(Prompt) Please copy every line of the data in which the string "attributes" appears.

(Data records)

PR #34, opened 2019-08-27
Update <releases> in appdata

### LINKED ISSUE #17: Support updating <releases> in appdata

wjt:
Doing this without generating a huge diff was a lot more involved than I
expected, but this seems to work OK now.

I have tested this locally against:

* endlessm/eos-google-chrome-app, which currently has no `<releases>`: the checker adds it
* flathub/us.zoom.Zoom, which already has `<releases>`: it prepends a new one, albeit with the attributes in a different order to the existing entries. There's a test marked `expectedFailure` for this; the order has no semantic impact and the 18 repos I checked have no trend towards one or another.

Fixes #17.

### DIFF
--- a/src/checker.py
+++ b/src/checker.py
@@ -20,10 +20,12 @@
 
 from collections import OrderedDict
 from checkers import ALL_CHECKERS
+from lib.appdata import add_release_to_file
 from lib.externaldata import (
     ModuleData, ExternalData, ExternalDataSource, ExternalDataFinishArg,
 )
 
+import datetime as dt
 import json
 import logging
 import os
@@ -234,6 +236,8 @@ class ManifestChecker:
         ]
 
     def _update_manifest(self, path, datas, changes):
+        last_update = None
+
         for data in datas:
             if data.new_version is None and \
                data.state != ExternalData.State.ADDED and \
@@ -249,14 +253,23 @@ class ManifestChecker:
                 message = "Update {} to {}".format(
                     data.filename, data.new_version.version
                 )
+                last_update = data.new_version
             else:
                 message = "Update {}".format(data.filename)
 
             changes[message] = None
 
         if changes:
-            print("Updating {}".format(path))
+            log.info("Updating %s", path)
             self._dump_manifest(path)
+
+            appdata = os.path.splitext(path)[0] + ".appdata.xml"
+            if last_update is not None and os.path.exists(appdata):
+                # TODO: this assumes that the last changed source for which we can
+                # detect a version number is the one corresponding to the application
+                # as a whole. In practice, this is currently true, but in general it
+                # may not be.
+                add_release_to_file(appdata, last_update.version, last_update.timestamp.strftime("%F"))
 
     def update_manifests(self):
         """Updates references to external data in manifests."""
--- a/src/lib/appdata.py
+++ b/src/lib/appdata.py
@@ -1,0 +1,145 @@
+# Copyright © 2019 Endless Mobile, Inc.
+#
+# Authors:
+#       Will Thompson <wjt@endlessm.com>
+#
+# This program is free software; you can redistribute it and/or modify
+# it under the terms of the GNU General Public License as published by
+# the Free Software Foundation; either version 2 of the License, or
+# (at your option) any later version.
+#
+# This program is distributed in the hope that it will be useful,
+# but WITHOUT ANY WARRANTY; without even the implied warranty of
+# MERCHANTABILITY or FITNESS FOR A PARTICULAR PURPOSE.  See the
+# GNU General Public License for more details.
+#
+# You should have received a copy of the GNU General Public License along
+# with this program; if not, write to the Free Software Foundation, Inc.,
+# 51 Franklin Street, Fifth Floor, Boston, MA 02110-1301 USA.
+
+"""
+Add a new <release> at the start of the <releases> element in an appdata file,
+preserving as much formatting as is feasible and inserting that element if it is
+missing.
+"""
+
+from io import StringIO
+from xml.sax import make_parser
+from xml.sax.handler import property_lexical_handler
+from xml.sax.saxutils import XMLFilterBase, XMLGenerator
+
+
+class AddVersionFilter(XMLFilterBase):
+    def __init__(self, version, date, parent=None):
+        super().__init__(parent)
+
+        self._version = version
+        self._date = date
+        self._context = []
+        self._emitted_release = False
+        self._releases_padding = ""
+
+    @property
+    def outside_root_element(self):
+        return not self._context
+
+    @property
+    def _in_releases(self):
+        return self._context[1:] == ["releases"]
+
+    def _emit_release(self):
+        super().startElement("release", {"version": self._version, "date": self._date})
+        # TODO: add placeholder <description> if other <release> entries have one
+        super().endElement("release")
+        super().characters(self._releases_padding)
+        self._emitted_release = True
+
+    def startElement(self, name, attrs):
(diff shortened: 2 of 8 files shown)


src/checker.py
```diff
@@ -249,15 +253,24 @@ def _update_manifest(self, path, datas, changes):
...
-            print("Updating {}".format(path))
+            log.info("Updating %s", path)
             self._dump_manifest(path)
 
+            appdata = os.path.splitext(path)[0] + ".appdata.xml"
+            if last_version is not None and os.path.exists(appdata):
+                # This assumes that the last changed source for which we can detect a
+                # new version is the interesting one – this may or may not be true!
+                # TODO: extract date in checkers
+                release_date = dt.date.today()
```
andrunko: hmm, ideally we should have a way to get the latest release info (version+date) for a "top" manifest (from path) instead, but while we don't support that I think using the last changed source is Ok, although I can imagine a situation where we have multiple external data/sources using different versions.

On possible option would be to grow support for specialized manifest checkers (alongside extra-data checkers), with each manifest checker running the external data checkers for that component + providing release info.

src/lib/appdata.py
```diff
@@ -0,0 +1,169 @@
...
+        releases.insertBefore(whitespace.cloneNode(False), new_release)
+
+    out.write(releases.toxml("UTF-8").decode("UTF-8"))
+
+This is a nice concise function, and it does preserve almost all formatting.
+But, attribute order is not preserved, because ... minidom.Element.writexml()
+unconditionally sorts the attributes by name! Thanks!
+
+Instead, I am disappointed to present the following SAX monstrosity.
+"""
```
andrunko, line 24: nit: missing newline

src/lib/appdata.py
```diff
@@ -0,0 +1,169 @@
...
+#
+# This program is distributed in the hope that it will be useful,
+# but WITHOUT ANY WARRANTY; without even the implied warranty of
+# MERCHANTABILITY or FITNESS FOR A PARTICULAR PURPOSE.  See the
+# GNU General Public License for more details.
+#
+# You should have received a copy of the GNU General Public License along
+# with this program; if not, write to the Free Software Foundation, Inc.,
+# 51 Franklin Street, Fifth Floor, Boston, MA 02110-1301 USA.
+"""
```
andrunko, line 20: nit: missing newline

src/lib/appdata.py
```diff
@@ -0,0 +1,169 @@
...
+    new_release = document.createElement("release")
+    new_release.setAttribute("version", version)
+    new_release.setAttribute("date", date)
+
+    releases.insertBefore(new_release, releases.firstChild)
+    whitespace = previous_release.previousSibling
+    if whitespace is not None and whitespace.nodeType == minidom.Node.TEXT_NODE:
+        releases.insertBefore(whitespace.cloneNode(False), new_release)
+
+    out.write(releases.toxml("UTF-8").decode("UTF-8"))
```
andrunko: Not sure this snippet adds anything here, maybe something for a commit msg instead?

src/lib/appdata.py
```diff
@@ -0,0 +1,169 @@
...
+def add_release(in_, out, version, date):
+    reader = AddVersionFilter(version, date, make_parser())
+    lexical_handler = VerbatimLexicalHandler(reader, out)
+    handler = XMLGenerator(out, encoding="UTF-8", short_empty_elements=True)
+    reader.setContentHandler(handler)
+    reader.setProperty(property_lexical_handler, lexical_handler)
+    reader.parse(in_)
+
+
+def add_release_to_file(path, version, data):
```
andrunko: s/data/date

src/lib/appdata.py
```diff
@@ -0,0 +1,169 @@
...
+        raise NotImplemented
+
+    def endCDATA(self, *args):
+        raise NotImplemented
+
+    def endDTD(self, *args):
+        raise NotImplemented
+
+
+def add_release(in_, out, version, date):
```
andrunko: I would probably s/in_/path/ here as well, or even `appdata_path`.

tests/test_appdata.py
```diff
@@ -0,0 +1,273 @@
...
+# (at your option) any later version.
+#
+# This program is distributed in the hope that it will be useful,
+# but WITHOUT ANY WARRANTY; without even the implied warranty of
+# MERCHANTABILITY or FITNESS FOR A PARTICULAR PURPOSE.  See the
+# GNU General Public License for more details.
+#
+# You should have received a copy of the GNU General Public License along
+# with this program; if not, write to the Free Software Foundation, Inc.,
+# 51 Franklin Street, Fifth Floor, Boston, MA 02110-1301 USA.
```
andrunko, line 19: nit: missing newline

andrunko (changes requested):

src/checker.py
wjt: Agreed. I realised that `date.today()` is actually not good enough: the branch name used depends on the contents of the tree, so it would change every day and file a duplicate PR until one is merged. Unfortunately the Debian repo format doesn't include timestamps, so I make a `HEAD` request against the package URL and use its timestamp.

src/lib/appdata.py
wjt: Moved to commit messaeg.

src/lib/appdata.py
wjt: Actually it doesn't have to be a path. It can be a file-like object too, and the test suite relies on this. I've made this explicit in the name.

src/checker.py
andrunko: Another option would be to extract the date from the package changelog itself (which may require fetching/extracting the package if python apt doesn't provide that) and for firefox we could get the date from `LAST_RELEASE_DATE` returned on https://product-details.mozilla.org/1.0/firefox_versions.json.

andrunko (approved):
lgtm with a small comment regarding the release date/timestamps for debian packages and firefox. I will leave it to you to decide whether you want to work on it (I am fine to do it as a follow-up change).

src/checker.py
wjt: `python-apt` has some support for fetching changelogs for Debian and Ubuntu, but we don't have a changelog server. https://salsa.debian.org/apt-team/python-apt/blob/master/apt/package.py#L1245-1417

The other option would be to fetch the package (or just the relevant half of the source package – if we have a source package, that is!) and parse the changelog (if present). Personally, I think we can make do with the `HEAD` request for now. I'll add a TODO about this.

---

https://product-details.mozilla.org/1.0/firefox_versions.json has `"LAST_RELEASE_DATE": "2019-07-09"` but https://www.mozilla.org/en-US/firefox/68.0.2/releasenotes/ says:

> Version 68.0.2, first offered to Release channel users on August 14, 2019

So I don't think that's going to fly. (I'll add a note about this.) However, we can and should propagate the version number from that file into the `ExternalFile` object. I'll make that change.

While looking at this, I realised that we currently fetch all the files for Firefox, but we don't need to – we get their paths from `SHA256SUMS` so we have those, and we can just make a `HEAD` request to get the size. That's another task though.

(Answer to the exercise)
* flathub/us.zoom.Zoom, which already has `<releases>`: it prepends a new one, albeit with the attributes in a different order to the existing entries. There's a test marked `expectedFailure` for this; the order has no semantic impact and the 18 repos I checked have no trend towards one or another.
+unconditionally sorts the attributes by name! Thanks!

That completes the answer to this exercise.